Она опустила голову. Потом посмотрела ему прямо в глаза и сказала: «Да». Глаза у неё были голубые. В этом полумраке они казались тёмными, но Бруно был уверен, что они голубые. До сих пор он так редко обращал внимание на глаза девушек, даже тех, которые вызывали в нём желание. Когда-то он думал, что страстно влюблён в некую Елену, а между тем, когда слезливый сонет в её честь был уже наполовину готов и он захотел воспеть её черты, оказалось, что он не помнит, какого цвета у неё глаза. А сейчас он смотрел в глаза этой девочки, словно впервые увидел в них женскую душу, не скрытую никакими барьерами, во всей её простоте, без всяких прикрас, без ухищрений трусости и сладострастия. «Это я самого себя вижу, – подумал Бруно с трепетом неизъяснимого ужаса, чувствуя лишь одно – что девушка эта имеет право жить. – Я, наконец, вижу пропасть, разделяющую душу от души, и, в сущности, она не шире того ручейка, который я в детстве, бывало, переходил вброд».
Тита не спросила, почему он задал ей тот вопрос и какое право он имел его задать. Между ними протянулась нить душевного удовлетворения. «Вот сейчас я коснусь её груди или губ, – думал Бруно, – и она будет счастлива, что нашёлся такой мужчина, который поздней ночью подошёл к ней лишь затем, чтобы коснуться её обнажённой души, трепещущей в ложбинке между её маленькими грудями, в алости её рта – коснуться в знак единения между нами, в залог необъяснимой близости – и только. Я взываю лишь к этому покою её тела, к этому мгновенному умиротворению, сознанию своего человеческого достоинства, к той полноте проявления своей личности, на которую не посягает никакое тиранство. Я – мужчина, и я желаю тебя, девушка, но, несмотря на это, подхожу к тебе с чувством, которое выше желания. Я хочу, чтобы во всём мире царило счастье, мир и гуманность. Я хочу, чтобы люди познали такую полноту единения, как мы сейчас. Я устал».

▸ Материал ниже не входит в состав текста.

PR #6232, opened 2026-02-19
perf(l1): move witness generation off the critical path

ilitteri:
## Motivation

With `--precompute-witnesses` enabled, witness generation runs synchronously inside `add_block_pipeline`, adding 80-340ms to the "store" phase per block. On mainnet this makes store 87-90% of total block time, reducing throughput from ~1 Ggas/s to 0.06-0.16 Ggas/s.

The overhead comes from three phases that all run before `store_block` can proceed:
1. **Witness generation** (80-230ms): re-opens state/storage tries, re-accesses all accounts/keys via TrieLogger, re-applies account updates
2. **Serialization** (included in store): converts `ExecutionWitness` → `RpcExecutionWitness` (calls `encode_subtrie` per node) → JSON
3. **DB write**: writes serialized witness to RocksDB + cleans up old witnesses

## Description

**Commit 1 — `apply_account_updates_for_witness`** (store.rs)

The existing `apply_account_updates_from_trie_with_witness` calls `collect_changes_since_last_hash()` on every storage trie and the state trie, materializing a full `Vec<TrieNode>` of changed nodes into `AccountUpdatesList`. In the witness-only path (`generate_witness_from_account_updates`), this result is assigned to `_account_updates_list` and immediately discarded.

The new `apply_account_updates_for_witness` uses `hash_no_commit()` instead — it computes only the storage root hash without allocating the changed-nodes list. It also skips the final state trie hash computation entirely, returning only the `StorageTries` with their TrieLogger witnesses.

**Commit 2 — Background witness generation** (blockchain.rs)

Refactors `generate_witness_from_account_updates` into a static `generate_witness_impl` that takes `&Store` directly (instead of `&self`). In `add_block_pipeline`, witness generation + serialization + DB write now run on a named background thread (`witness_generator`). `store_block` proceeds immediately on the main thread.

Concurrent access is safe because:
- Witness gen reads from the parent state root; `store_block` writes new state — different trie layers
- `Store` is Clone (shares `Arc<InnerStore>`); the `TrieLayerCache` is behind `Arc<Mutex<>>` with short-lived locks
- RocksDB supports concurrent readers and writers

## Results (mainnet, ethrex-office-2)

| Metric | Before | After | Improvement |
|--------|--------|-------|-------------|
| Store time | 169-479 ms (87-90%) | **1-3 ms (6-8%)** | ~100x |
| Throughput | 0.06-0.16 Ggas/s | **0.95-1.37 Ggas/s** | 6-20x |
| Block time | 193-552 ms | **13-46 ms** | 4-15x |
| Bottleneck | store | **exec (correct)** | — |

Witness generation still completes in the background (72-232ms) and writes are visible via the `[witness-bg]` log line.

## Test plan

- [x] Deployed on mainnet node (ethrex-office-2) with `--precompute-witnesses`
- [x] Verified store times dropped from 169-479ms to 1-3ms across 15+ consecutive blocks
- [x] Verified `[witness-bg]` logs confirm witness generation completes successfully in background
- [x] Verified no errors or warnings from background thread
- [ ] CI passes

### DIFF
--- a/crates/blockchain/blockchain.rs
+++ b/crates/blockchain/blockchain.rs
@@ -1274,9 +1274,26 @@ impl Blockchain {
         parent_header: BlockHeader,
         logger: &DatabaseLogger,
     ) -> Result<ExecutionWitness, ChainError> {
+        Self::generate_witness_impl(
+            &self.storage,
+            account_updates,
+            block,
+            parent_header,
+            logger,
+        )
+    }
+
+    /// Static implementation of witness generation that takes `Store` directly.
+    /// This allows running witness gen on a background thread without needing `&self`.
+    fn generate_witness_impl(
+        storage: &Store,
+        account_updates: Vec<AccountUpdate>,
+        block: &Block,
+        parent_header: BlockHeader,
+        logger: &DatabaseLogger,
+    ) -> Result<ExecutionWitness, ChainError> {
         // Get state at previous block
-        let trie = self
-            .storage
+        let trie = storage
             .state_trie(parent_header.hash())
             .map_err(|_| ChainError::ParentStateNotFound)?
             .ok_or(ChainError::ParentStateNotFound)?;
@@ -1285,7 +1302,6 @@ impl Blockchain {
         let (trie_witness, trie) = TrieLogger::open_trie(trie);
 
         let mut touched_account_storage_slots = BTreeMap::new();
-        // This will become the state trie + storage trie
         let mut used_trie_nodes = Vec::new();
 
         // Store the root node in case the block is empty and the witness does not record any nodes
@@ -1341,7 +1357,7 @@ impl Blockchain {
             // Get storage trie at before updates
             if !acc_keys.is_empty()
                 && let Ok(Some(storage_trie)) =
-                    self.storage.storage_trie(parent_header.hash(), *account)
+                    storage.storage_trie(parent_header.hash(), *account)
             {
                 let (storage_trie_witness, storage_trie) = TrieLogger::open_trie(storage_trie);
                 // Access all the keys
@@ -1365,8 +1381,7 @@ impl Blockchain {
             })?
             .iter()
         {
-            let code = self
-                .storage
+            let code = storage
                 .get_account_code(*code_hash)
                 .map_err(|_e| {
                     ChainError::WitnessGeneration("Failed to get account code".to_string())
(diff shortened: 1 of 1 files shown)


crates/blockchain/blockchain.rs
```diff
@@ -1625,18 +1636,42 @@ impl Blockchain {
             block.body.transactions.len(),
         );
 
+        // Spawn witness generation on a background thread so store_block proceeds immediately
         if let Some(logger) = logger
             && let Some(account_updates) = accumulated_updates
         {
             let block_hash = block.hash();
-            let witness = self.generate_witness_from_account_updates(
```
iovoid, line 1889: generate_witness_from_account_updates  is no longer called, it can be removed

crates/blockchain/blockchain.rs
```diff
@@ -1625,18 +1636,42 @@ impl Blockchain {
...
-                &block,
-                parent_header,
-                &logger,
-            )?;
-            self.storage
-                .store_witness(block_hash, block_number, witness)?;
+            let block_clone = block.clone();
+            let parent_header_clone = parent_header.clone();
+            let storage = self.storage.clone();
+            std::thread::Builder::new()
```
iovoid, line 1647: Maybe use a single background thread? On big full syncs this could spawn threads faster than they can finish.

crates/blockchain/blockchain.rs
```diff
@@ -1625,18 +1636,42 @@ impl Blockchain {
...
+                            }
+                            info!(
+                                "  [witness-bg] block {block_number}: gen={gen_ms} ms, store={} ms",
+                                store_start.elapsed().as_millis()
+                            );
+                        }
+                        Err(e) => warn!("Background witness generation failed for block {block_number}: {e}"),
+                    }
+                })
+                .ok();
```
ElFantasma, line 1674: `.ok()` silently discards both the `JoinHandle` and any spawn error. If `thread::Builder::spawn()` fails (OS thread limit), witness generation stops silently with no log — hard to diagnose in production.

The dropped `JoinHandle` (detached thread) is intentional and fine, but the error path should warn:
```rust
.spawn(move || { ... })
.map_err(|e| warn!("Failed to spawn witness_generator thread: {e}"))
.ok();
```

crates/storage/store.rs
```diff
@@ -1824,6 +1824,73 @@ impl Store {
         Ok((storage_tries, account_updates_list))
     }
 
+    /// Like `apply_account_updates_from_trie_with_witness`, but optimized for the witness-only path.
+    /// Uses `hash_no_commit()` instead of `collect_changes_since_last_hash()` to avoid
+    /// materializing the changed-nodes list (which the caller discards anyway).
+    pub fn apply_account_updates_for_witness(
```
ElFantasma, line 1830: nit: This function duplicates ~60 lines from `apply_account_updates_from_trie_with_witness` with two differences: `hash_no_commit()` instead of `collect_changes_since_last_hash()` for storage tries, and no final state trie hash. Any correctness fix in the shared logic (e.g. `removed_storage` handling, storage slot ordering) will need to land in both places.

Would be cleaner to extract a shared inner function or add a `witness_only: bool` flag — but if the maintenance burden seems acceptable for now, at minimum add a comment pointing to the twin function.

PR #6262, opened 2026-02-25
perf(l1): doubly pipelined merkelization

iovoid:
**Motivation**

Currently while merkelizing, the main thread has to hash every storage key to dispatch it, and do the storage root collection itself. By moving this job to the account workers we can save time.

This shows a decrease in latency 29.3ms->29.1ms while keeping throughput identical.

**Description**

This PR has:
- 16 account workers tasked with handling routing updates to storage workers
- 16 storage workers that handle updates to the corresponding storage shard, like we already had
- pre-collection of account/storage tries when the work queue is empty


crates/blockchain/blockchain.rs
```diff
@@ -536,35 +543,60 @@ impl Blockchain {
...
             let (tx, rx) = channel();
-            let handle = std::thread::Builder::new()
-                .name(format!("block_executor_merkleization_shard_worker_{i}"))
-                .spawn_scoped(scope, move || {
-                    self.handle_merkleization_subtrie(rx, parent_header, i)
+            let account_senders = account_workers_tx.clone();
+            let storage_clone = self.storage.clone();
+            std::thread::Builder::new()
+                .name(format!("block_executor_storage_shard_{i}"))
+                .spawn(move || {
```
ElFantasma, line 572: The old code used `spawn_scoped`, which auto-joins workers when the scope exits — propagating panics and letting `Result`s be collected. The new code uses `spawn` without storing `JoinHandle`s, so:

1. **Worker panics are invisible.** If a worker hits one of the `.expect()` calls below (or any other panic), the thread silently vanishes. The main thread sees only a channel `RecvError`.
2. **`StoreError`s are lost.** Workers return `Result<(), StoreError>`, but nobody joins the thread, so errors are silently dropped.
3. **Possible deadlock.** If a storage worker panics mid-drain (after `CollectStorages`), it may have sent `StorageShard` for some prefixes but not all. An account worker with `pending_storage_accounts > 0` defers `CollectState` and keeps waiting for shards that will never arrive. Since the other storage workers still hold senders for the account channel, it stays open — the main thread blocks on `gatherer_rx` forever.

Consider storing the `JoinHandle`s and joining them after the gatherer loop completes (or when a channel error is detected) to propagate the real error. Alternatively, if scoped threads are feasible (everything captured is owned/cloned), passing the scope through would restore the old safety guarantees.

crates/blockchain/blockchain.rs
```diff
@@ -2649,6 +2481,359 @@ impl Blockchain {
...
+            AccountRequest::ProcessAccount {
+                prefix,
+                info,
+                storage: account_storage,
+                removed,
+                removed_storage,
+            } => {
+                let senders = storage_workers_tx
+                    .as_ref()
+                    .expect("ProcessAccount after FinishRouting");
```
ElFantasma: nit: This and the other `.expect()` calls in the worker functions (`"just loaded"` at L2686/L2703, `"shard without state"` at L2764, `"loaded in ProcessAccount"` at L2781) would panic the detached thread on invariant violations — invisibly, due to the issue above. Converting to `.ok_or(StoreError::Custom(...))?` would at least propagate the failure via channel closure rather than a silent thread death.

crates/blockchain/blockchain.rs
iovoid: Having the threads detached instead of joined is intentional, to avoid immediately paying for the cost of dropping the resources inside.

What do you think about having a (detached) thread that joins the worker threads (using a joinset) and, if one errored, sends a message to the others instructing them to quit? This should prevent the deadlock scenario too, while keeping the main thread free from repetitive error handling logic.

---

Alternatively, another approach I've been investigating is having a global dropper thread that handles dropping heavy objects. This way I could go back to joining directly without huge costs.

crates/blockchain/blockchain.rs
iovoid: Done in c482b4c60

crates/blockchain/blockchain.rs
ElFantasma: Good question. I traced the channel lifecycle to evaluate each option concretely.

**Context on why detaching matters:** `JoinHandle::join()` blocks until the thread function returns, which includes running all local destructors. So with scoped/joined threads the main thread waits for the workers' `Trie` + `FxHashMap` drops before it can start the next block batch. With detached threads those drops happen concurrently. That's a real pipeline benefit.

### What happens today if a worker fails

Each account channel has **17 senders** (1 from main + 16 from storage workers holding cloned vecs). When a storage worker panics/errors during finalization:

1. Its 16 `Sender<AccountRequest>` drop (thread exits)
2. Remaining 15 storage workers finish and drop theirs
3. Main drops `account_workers_tx` after sending `CollectState`
4. All senders gone → account channels close → workers exit their `for msg in rx` loop
5. Account workers with `pending_storage_accounts > 0` exit **without** sending `CollectedStateMsg`
6. Main's `gatherer_rx` loop gets < 16 results → incomplete root → block rejected with a confusing "wrong state root" error

So it's not a permanent hang (channels eventually close), but the real failure cause is invisible. The only true deadlock scenario is a storage worker getting stuck on a trie/RocksDB operation that never returns — extremely unlikely.

### Evaluating the options

**Option A (monitor thread):** Can't cleanly break a deadlock — the monitor doesn't hold the channel senders, so it can't close them to unblock account workers. Would need `recv_timeout` + shared atomic flags in workers, which restructures the loops significantly. High complexity for a very unlikely scenario.

**Option B (dropper thread):** The most principled option. Workers `std::mem::take` heavy objects, ship them to a drop channel, then return quickly — so joining is fast. You get full error propagation via scoped/joined threads while keeping the pipeline overlap. Worth doing if drops are actually on the critical path, but I'd measure first to justify the complexity.

**My suggestion — Option D (minimal pragmatic fix):** Keep detached, but:
1. **Log errors in the spawn closure** so failures aren't completely invisible:
   ```rust
   .spawn(move || {
       if let Err(e) = handle_storage_subtrie(...) {
           tracing::error!("storage shard worker {i} failed: {e}");
       }
   })
   ```
2. Optionally, use `recv_timeout` in account workers' deferred-shard wait to turn the (near-impossible) deadlock into a clear error instead of a silent hang.

This gives you 90% of the safety benefit with minimal code changes, and the detached-thread pipeline overlap is preserved. Option B is the right long-term answer if you want full error propagation, but given how unlikely worker failures are after the `.expect()` cleanup, D seems like the right tradeoff for now.

iovoid:
Superceded by #6278

PR #6264, opened 2026-02-25
fix(l2): reserve L1 gas upfront in prepare_execution to prevent DA fee griefing

### LINKED ISSUE #6053: L2: Validate gas_limit covers L1 DA fee to prevent griefing attack
## Problem

When a user sends a transaction with `gas_limit` exactly equal to intrinsic gas (e.g., 21000 for a simple transfer), the L1 fee vault receives **zero payment**, allowing a griefing attack against the sequencer.

### Step 1: Calculate intended L1 gas (in `finalize_non_privileged_execution`)

```rust
// l1_fee (in wei) = (l1_fee_per_blob_gas * GAS_PER_BLOB / SAFE_BYTES_PER_BLOB) * tx_size
let l1_fee = calculate_l1_fee(fee_config, tx_size)?;

// l1_gas = l1_fee / gas_price (convert wei to gas units)
let l1_gas = l1_fee / vm.env.gas_price;
```

### Step 2: Check if total gas exceeds limit

```rust
let total_gas = actual_execution_gas + l1_gas;

if total_gas > gas_limit {
    // Transaction reverts, but is still included in block/blob
    // Recalculate l1_gas as the "remaining gas" after execution:
    l1_gas = gas_limit - actual_execution_gas;  // <-- THIS IS THE PROBLEM
    total_gas = gas_limit;
}
```

### Step 3: Pay L1 fee vault

```rust
// L1 fee vault receives: l1_gas * gas_price
let l1_fee_payment = l1_gas * gas_price;
vm.increase_account_balance(l1_fee_vault, l1_fee_payment)?;
```

## The Problem

When `gas_limit == intrinsic_gas` (e.g., 21000 for simple transfer):

1. `actual_execution_gas = intrinsic_gas = 21000`
2. `l1_gas` (intended) might be 5000 based on tx size
3. `total_gas = 21000 + 5000 = 26000 > gas_limit (21000)` → tx reverts
4. **Recalculated** `l1_gas = gas_limit - actual_execution_gas = 21000 - 21000 = 0`
5. L1 fee vault receives: `0 * gas_price = 0`

**But the transaction IS included in the blob**, so the sequencer pays L1 DA cost and gets nothing back.

## Griefing Attack

A malicious user can spam transactions with `gas_limit = intrinsic_gas`:
- Each tx passes validation (gas_limit ≥ intrinsic_gas ✓)
- Each tx gets included in blob
- Sequencer pays L1 DA for each tx
- L1 fee vault receives 0 for each tx
- **Sequencer loses money on every transaction**

## Proposed Solution

Add validation in `prepare_execution` **before** execution:

```rust
fn validate_gas_limit_covers_l1_fee(
    vm: &VM<'_>,
    l1_fee_config: &Option<L1FeeConfig>,
) -> Result<(), TxValidationError> {
    let l1_gas = calculate_l1_fee_gas(vm, l1_fee_config)?;
    if l1_gas == 0 {
        return Ok(()); // No L1 fee configured
    }
    
    let intrinsic_gas = vm.get_intrinsic_gas()?;
    let min_gas_limit = intrinsic_gas + l1_gas;
    
    if vm.current_call_frame.gas_limit < min_gas_limit {
        // Reject transaction - not enough gas to cover L1 DA fee
        return Err(TxValidationError::IntrinsicGasTooLow);
    }
    Ok(())
}
```

This ensures: **`gas_limit >= intrinsic_gas + l1_gas`** or transaction is rejected.

### Deposits (Privileged Transactions)

Deposits from L1 create privileged transactions. Need to ensure:
- Deposit fee on L1 accounts for L2's L1 DA cost
- Privileged tx `gas_limit` includes L1 DA gas
- Define: does depositor or sequencer pay L1 DA?

### L2-to-L2 Messages

Cross-L2 messages create privileged transactions. Same considerations:
- Message fee must cover L1 DA cost
- Privileged tx builder must set adequate `gas_limit`

### Regular Transactions
- [ ] `gas_limit < intrinsic_gas + l1_gas` → rejected in `prepare_execution`
- [ ] Test: tx with `gas_limit = intrinsic_gas` fails when L1 fee configured
- [ ] Test: tx with `gas_limit = intrinsic_gas + l1_gas` succeeds

### Deposits & L2-to-L2
- [ ] Define fee model for L1 DA cost on privileged txs
- [ ] Privileged tx builders set adequate `gas_limit`

## Related

Test that discovered this: `test_l1_gas_revert_with_minimal_gas_limit_l1_vault_gets_zero` in PR #6051

avilagaston9:
## Motivation

A user can send a transaction with `gas_limit = intrinsic_gas` (e.g., 21000). The tx passes validation, gets included in the blob, but at finalize time `actual_gas + l1_gas > gas_limit` triggers a revert. The recalculated `l1_gas = gas_limit - actual_gas = 0`, so the L1 fee vault receives nothing. The sequencer pays DA costs and gets nothing back — a griefing vector.

Closes #6053

## Description

Reserve `l1_gas` from `gas_remaining` during `prepare_execution` by calling `increase_consumed_gas(l1_gas)`, so execution physically cannot consume the L1 fee budget. This replaces the previous validate-only approach (`validate_gas_limit_covers_l1_fee`) which rejected transactions where `gas_limit < intrinsic_gas + l1_gas` but didn't prevent a contract from burning enough execution gas to squeeze the L1 fee at finalize time.

With reservation, the L1 fee vault always receives the full `l1_gas` payment:
- If `gas_limit < intrinsic_gas + l1_gas`, the tx is rejected upfront with `IntrinsicGasTooLow`
- The finalize revert path is removed (dead code — `actual_gas_used <= gas_limit` is guaranteed)
- The refund cap (EIP-3529) is applied to execution gas only since `l1_gas` is not refundable

### Design note: `calculate_l1_fee_gas` is called in both prepare and finalize

`calculate_l1_fee_gas` is computed twice: once in `reserve_l1_gas` (prepare) and once in `finalize_non_privileged_execution` (finalize). Both calls use `vm.tx` and `vm.env.gas_price` which are immutable during execution, so they always return the same value. An alternative would be storing the reserved `l1_gas` on the VM/environment to avoid recomputation, but we intentionally keep the current approach to avoid modifying the environment struct for now.

## How to Test

```bash
cargo test -p ethrex-test -- levm::l2_gas_reservation
cargo clippy -p ethrex-levm -- -D warnings
cargo fmt --all -- --check
```

## Checklist

### DIFF
--- a/crates/vm/levm/src/hooks/l2_hook.rs
+++ b/crates/vm/levm/src/hooks/l2_hook.rs
@@ -388,15 +388,11 @@ fn prepare_execution_privileged(vm: &mut VM<'_>) -> Result<(), crate::errors::VM
         let value = vm.current_call_frame.msg_value;
         if value > sender_balance {
             tx_should_fail = true;
-        } else {
-            // This should never fail, since we just checked the balance is enough.
-            vm.decrease_account_balance(sender_address, value)
-                .map_err(|_| {
-                    InternalError::Custom(
-                        "Insufficient funds in privileged transaction".to_string(),
-                    )
-                })?;
         }
+        // NOTE: Balance is NOT debited here — it is deferred until after all
+        // validation passes. This avoids permanent fund loss if a later check
+        // (e.g. intrinsic gas) triggers the failure path, which zeroes msg_value
+        // and makes undo_value_transfer a no-op.
     }
 
     // if fork > prague: default_hook::validate_min_gas_limit
@@ -452,6 +448,17 @@ fn prepare_execution_privileged(vm: &mut VM<'_>) -> Result<(), crate::errors::VM
             jump_targets: Vec::new(),
         })?;
         return Ok(());
+    }
+
+    // Debit sender balance now that all validation has passed.
+    // This must happen after the tx_should_fail checks above to avoid
+    // permanent fund loss when the failure path zeroes msg_value.
+    if sender_address != COMMON_BRIDGE_L2_ADDRESS {
+        let value = vm.current_call_frame.msg_value;
+        vm.decrease_account_balance(sender_address, value)
+            .map_err(|_| {
+                InternalError::Custom("Insufficient funds in privileged transaction".to_string())
+            })?;
     }
 
     default_hook::transfer_value(vm)?;
@@ -720,6 +727,7 @@ fn simulate_common_bridge_call(
         &tx,
         LevmCallTracer::disabled(),
         VMType::L2(Default::default()),
+        vm.crypto,
     )?;
     new_vm.hooks = vec![];
     default_hook::set_bytecode_and_code_address(&mut new_vm)?;
--- a/.github/scripts/generate_combined_report.sh
+++ b/.github/scripts/generate_combined_report.sh
@@ -42,6 +42,7 @@ if [[ -f "$LOC_JSON" ]]; then
 
   pct() {
     # Integer percentage: pct numerator denominator
+    [[ "$2" -eq 0 ]] && { printf "0"; return; }
     printf "%d" $(( ($1 * 100 + $2 / 2) / $2 ))
   }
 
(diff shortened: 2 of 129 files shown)


crates/vm/levm/src/hooks/l2_hook.rs
```diff
@@ -103,40 +106,29 @@ fn finalize_non_privileged_execution(
...
+    // ctx_result.gas_used includes l1_gas (reserved in prepare_execution).
+    // Separate execution gas for refund calculation — l1_gas is not refundable.
+    let execution_gas_pre_refund = ctx_result
+        .gas_used
+        .checked_sub(l1_gas)
+        .ok_or(InternalError::Underflow)?;
 
-    let gas_refunded: u64 = default_hook::compute_gas_refunded(vm, ctx_result)?;
+    // Refund cap based on execution gas only (EIP-3529)
+    let gas_refunded: u64 = vm
```
ElFantasma, line 119: Good that this doesn't use `compute_gas_refunded(vm, ctx_result)` — that helper caps refunds at `ctx_result.gas_used / 5`, which now includes `l1_gas` since it was consumed from `gas_remaining`. Using `execution_gas_pre_refund` here correctly excludes `l1_gas` from the denominator.

Worth noting for future maintainability: a "simplification" to call `compute_gas_refunded` would silently inflate the refund cap by `l1_gas / 5`, letting users reclaim gas that should cover the L1 fee.

ElFantasma (approved):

У Титы тоже было легко на душе, она забыла обо всех своих горестях, даже о студенте из Болоньи, который ещё сегодня вечером, поймав её на лестнице, приставал к ней, о Луиджи, который грубил ей в кухне, о матери, кашлявшей в тёмной спальне, сжигавшей жизнь свою бесцельно, только ради скверного чада сального огарка.
Бруно наконец заговорил:
– Я бы попросил, чтобы меня не будили рано утром. Я устал.
– Хорошо, – сказала Тита и вышла. С минуту она стояла в коридоре, словно позабыв, куда идти, словно изгнанная из той жизни, которая только и имела для неё значение. Наконец она протянула руку и нащупала дверь своей комнаты. Когда она вошла в эту комнату – обратно в чуждое её душе, но узаконенное существование, она ощутила дрожь, которая, начавшись в кончиках пальцев, пробежала по рукам, пронизала сердце. «Всё приходит и уходит», – подумала она. Ей казалось, что она где-то далеко за пределами этой спальни, и приятная теплота полощется в груди, и вокруг разлит ясный звёздный свет, и ночной прибой омывает берега её тела.
Она подумала: «Мама и в самом деле больна». Что-то сдавило ей горло, она поднесла к нему руку, затем испуганно бросилась вглубь комнаты и встала на колени подле выдвижной кровати, вспоминая руки болонца, кашель матери за перегородкой. Постепенно успокаиваясь, она стала думать о туфлях из посеребрённой кожи, которые ей давно хотелось иметь, и о платье цвета львиной шкуры.